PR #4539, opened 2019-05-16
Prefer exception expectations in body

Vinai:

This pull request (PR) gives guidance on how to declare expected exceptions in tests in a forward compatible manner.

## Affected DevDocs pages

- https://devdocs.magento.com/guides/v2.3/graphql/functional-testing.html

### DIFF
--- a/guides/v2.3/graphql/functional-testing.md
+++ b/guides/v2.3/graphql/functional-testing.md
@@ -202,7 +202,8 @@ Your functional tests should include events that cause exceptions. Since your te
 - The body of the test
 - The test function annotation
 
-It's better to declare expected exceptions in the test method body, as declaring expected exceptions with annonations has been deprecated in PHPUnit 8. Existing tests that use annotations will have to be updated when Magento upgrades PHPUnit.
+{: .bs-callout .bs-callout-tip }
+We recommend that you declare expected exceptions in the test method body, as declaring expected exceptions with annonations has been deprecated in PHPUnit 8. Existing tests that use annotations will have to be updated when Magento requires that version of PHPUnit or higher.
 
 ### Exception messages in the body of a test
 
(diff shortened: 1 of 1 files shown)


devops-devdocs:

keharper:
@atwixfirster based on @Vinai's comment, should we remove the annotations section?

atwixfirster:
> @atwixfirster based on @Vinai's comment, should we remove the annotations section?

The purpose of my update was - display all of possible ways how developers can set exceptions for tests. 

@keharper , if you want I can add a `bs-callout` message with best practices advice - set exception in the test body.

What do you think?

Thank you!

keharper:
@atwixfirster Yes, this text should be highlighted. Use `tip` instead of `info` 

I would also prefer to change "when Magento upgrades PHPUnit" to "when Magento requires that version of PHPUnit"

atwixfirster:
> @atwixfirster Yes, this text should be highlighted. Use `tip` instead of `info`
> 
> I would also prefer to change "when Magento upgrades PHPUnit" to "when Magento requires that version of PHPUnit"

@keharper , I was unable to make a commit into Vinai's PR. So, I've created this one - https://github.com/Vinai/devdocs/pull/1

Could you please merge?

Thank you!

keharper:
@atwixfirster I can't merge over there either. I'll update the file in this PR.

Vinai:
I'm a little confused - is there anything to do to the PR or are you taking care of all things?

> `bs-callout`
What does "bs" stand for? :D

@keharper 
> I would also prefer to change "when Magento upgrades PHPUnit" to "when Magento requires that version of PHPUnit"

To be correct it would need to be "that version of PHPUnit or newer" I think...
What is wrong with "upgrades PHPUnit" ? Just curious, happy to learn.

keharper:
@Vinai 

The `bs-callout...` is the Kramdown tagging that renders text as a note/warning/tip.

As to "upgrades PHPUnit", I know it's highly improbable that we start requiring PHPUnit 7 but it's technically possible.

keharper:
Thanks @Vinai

--------------------------------------------------

## The task
Write down every line of the data above that includes the string "upgrades".

## Output
-It's better to declare expected exceptions in the test method body, as declaring expected exceptions with annonations has been deprecated in PHPUnit 8. Existing tests that use annotations will have to be updated when Magento upgrades PHPUnit.
I would also prefer to change "when Magento upgrades PHPUnit" to "when Magento requires that version of PHPUnit"
> I would also prefer to change "when Magento upgrades PHPUnit" to "when Magento requires that version of PHPUnit"
> I would also prefer to change "when Magento upgrades PHPUnit" to "when Magento requires that version of PHPUnit"
What is wrong with "upgrades PHPUnit" ? Just curious, happy to learn.
As to "upgrades PHPUnit", I know it's highly improbable that we start requiring PHPUnit 7 but it's technically possible.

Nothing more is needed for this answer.